[Collected data]
PR #228, opened 2017-08-23
Make Continuations implement Monad through delegation

pakoito:
Change for marginal API improvement:

```
val M = Kleisli.monad()

M.binding {
  val result = pure(Id(1)).andThen { pure(Id(it++)) }
  yields(result)
}
```


pakoito:
@pablisco Correct. This way you can have direct access to pure() as a generic constructor without having to type the name of the dataclass, i.e. Either.Left(bla), or capture the monad on the block again.

PR #231, opened 2017-08-25
Add wrapper and instances for kotlinx.coroutines.Job

pakoito:
Job is the basic Coroutine type for running cancellable arbitrary code blocks. Turns out it's a MonadError and AsyncContext too so it's been assimilated.


kategory-effects/src/main/kotlin/kategory/effects/instances/JobW.kt
```diff
@@ -0,0 +1,89 @@
...
+                    either.fold({}, { state.set(it) })
+                }.apply {
+                    this.invokeOnCompletion { t: Throwable? ->
+                        val a: A? = state.get()
+                        if (t == null && a != null) {
+                            f(a).thunk { either: Either<Throwable, B> ->
+                                ff(either)
+                            }
+                        }
+                    }
```
pakoito: There were two possible approaches to this impl. The first one requires a runBlocking { } block, the other uses invokeOnCompletion and a simple AtomicReference. Code-wise it seemed like the fastest approach.

I'd like @elizarov to weight in if we could get his advice.

kategory-effects/src/main/kotlin/kategory/effects/instances/JobW.kt
```diff
@@ -0,0 +1,89 @@
...
+        JobW { ff: (Either<Throwable, A>) -> Unit ->
+            val runCallback: (Either<Throwable, A>) -> Unit = { either: Either<Throwable, A> ->
+                ff(either)
+            }
+            this.thunk(runCallback).apply {
+                invokeOnCompletion { t: Throwable? ->
+                    if (t != null) {
+                        function(t).thunk(runCallback)
+                    }
+                }
```
pakoito: Same as above, as both approaches with runBlocking or invokeOnCompletion were available.

kategory-effects/src/main/kotlin/kategory/effects/data/IO.kt
```diff
@@ -95,6 +95,10 @@ import kategory.effects.data.internal.error
 
         fun monad(): Monad<IOHK> = this
 
+        fun monadError(): MonadError<IOHK, Throwable> = this
```
raulraja: Since `@deriving` is already in master all this instances can be autogenerated

kategory-effects/src/main/kotlin/kategory/effects/instances/JobW.kt
```diff
@@ -0,0 +1,89 @@
+package kategory
+
+import kotlinx.coroutines.experimental.CoroutineStart
+import kotlinx.coroutines.experimental.Job
+import kotlinx.coroutines.experimental.launch
+import java.util.concurrent.atomic.AtomicReference
+import kotlin.coroutines.experimental.CoroutineContext
+
+@higherkind data class JobW<out A>(val thunk: ((Either<Throwable, A>) -> Unit) -> Job) : HK<JobWHK, A> {
```
raulraja: Generate instances with @deriving

kategory-effects/src/main/kotlin/kategory/effects/instances/JobWInstances.kt
```diff
@@ -0,0 +1,44 @@
+package kategory
+
+import kotlin.coroutines.experimental.CoroutineContext
+
+interface JobWInstances :
```
raulraja: :fire:

pakoito: It cannot be derived because several methods depend on CoroutineContext, and MonadError has a preapplied Error type.

PR #232, opened 2017-08-25
Split AsyncLaws into its own package

pakoito:
This PR moves AsyncLaws from the test package of kategory-effects into its own module. This module will be required to test 3rd party integrations.

It's built on top of #231, so wait until that's merged.


kategory-effects-test/gradle.properties
```diff
@@ -0,0 +1,4 @@
+# Maven publishing configuration
+POM_NAME=Kategory-Effects-Test
+POM_ARTIFACT_ID=kategory-effects-test
```
ffgiraldez: we could remove kategory from artifact because we already use it in group id i like `io.kategory:effects-test` instead of  `io.kategory:kategory-effects-test`

pakoito: All other packages, including the processor, use the kategory- prefix. I've kept it for consistency.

_Task description:_ Repeat the whole of the data above exactly as it appears.

_Solution below:_
PR #228, opened 2017-08-23
Make Continuations implement Monad through delegation

pakoito:
Change for marginal API improvement:

```
val M = Kleisli.monad()

M.binding {
  val result = pure(Id(1)).andThen { pure(Id(it++)) }
  yields(result)
}
```


pakoito:
@pablisco Correct. This way you can have direct access to pure() as a generic constructor without having to type the name of the dataclass, i.e. Either.Left(bla), or capture the monad on the block again.

PR #231, opened 2017-08-25
Add wrapper and instances for kotlinx.coroutines.Job

pakoito:
Job is the basic Coroutine type for running cancellable arbitrary code blocks. Turns out it's a MonadError and AsyncContext too so it's been assimilated.


kategory-effects/src/main/kotlin/kategory/effects/instances/JobW.kt
```diff
@@ -0,0 +1,89 @@
...
+                    either.fold({}, { state.set(it) })
+                }.apply {
+                    this.invokeOnCompletion { t: Throwable? ->
+                        val a: A? = state.get()
+                        if (t == null && a != null) {
+                            f(a).thunk { either: Either<Throwable, B> ->
+                                ff(either)
+                            }
+                        }
+                    }
```
pakoito: There were two possible approaches to this impl. The first one requires a runBlocking { } block, the other uses invokeOnCompletion and a simple AtomicReference. Code-wise it seemed like the fastest approach.

I'd like @elizarov to weight in if we could get his advice.

kategory-effects/src/main/kotlin/kategory/effects/instances/JobW.kt
```diff
@@ -0,0 +1,89 @@
...
+        JobW { ff: (Either<Throwable, A>) -> Unit ->
+            val runCallback: (Either<Throwable, A>) -> Unit = { either: Either<Throwable, A> ->
+                ff(either)
+            }
+            this.thunk(runCallback).apply {
+                invokeOnCompletion { t: Throwable? ->
+                    if (t != null) {
+                        function(t).thunk(runCallback)
+                    }
+                }
```
pakoito: Same as above, as both approaches with runBlocking or invokeOnCompletion were available.

kategory-effects/src/main/kotlin/kategory/effects/data/IO.kt
```diff
@@ -95,6 +95,10 @@ import kategory.effects.data.internal.error
 
         fun monad(): Monad<IOHK> = this
 
+        fun monadError(): MonadError<IOHK, Throwable> = this
```
raulraja: Since `@deriving` is already in master all this instances can be autogenerated

kategory-effects/src/main/kotlin/kategory/effects/instances/JobW.kt
```diff
@@ -0,0 +1,89 @@
+package kategory
+
+import kotlinx.coroutines.experimental.CoroutineStart
+import kotlinx.coroutines.experimental.Job
+import kotlinx.coroutines.experimental.launch
+import java.util.concurrent.atomic.AtomicReference
+import kotlin.coroutines.experimental.CoroutineContext
+
+@higherkind data class JobW<out A>(val thunk: ((Either<Throwable, A>) -> Unit) -> Job) : HK<JobWHK, A> {
```
raulraja: Generate instances with @deriving

kategory-effects/src/main/kotlin/kategory/effects/instances/JobWInstances.kt
```diff
@@ -0,0 +1,44 @@
+package kategory
+
+import kotlin.coroutines.experimental.CoroutineContext
+
+interface JobWInstances :
```
raulraja: :fire:

pakoito: It cannot be derived because several methods depend on CoroutineContext, and MonadError has a preapplied Error type.

PR #232, opened 2017-08-25
Split AsyncLaws into its own package

pakoito:
This PR moves AsyncLaws from the test package of kategory-effects into its own module. This module will be required to test 3rd party integrations.

It's built on top of #231, so wait until that's merged.


kategory-effects-test/gradle.properties
```diff
@@ -0,0 +1,4 @@
+# Maven publishing configuration
+POM_NAME=Kategory-Effects-Test
+POM_ARTIFACT_ID=kategory-effects-test
```
ffgiraldez: we could remove kategory from artifact because we already use it in group id i like `io.kategory:effects-test` instead of  `io.kategory:kategory-effects-test`

pakoito: All other packages, including the processor, use the kategory- prefix. I've kept it for consistency.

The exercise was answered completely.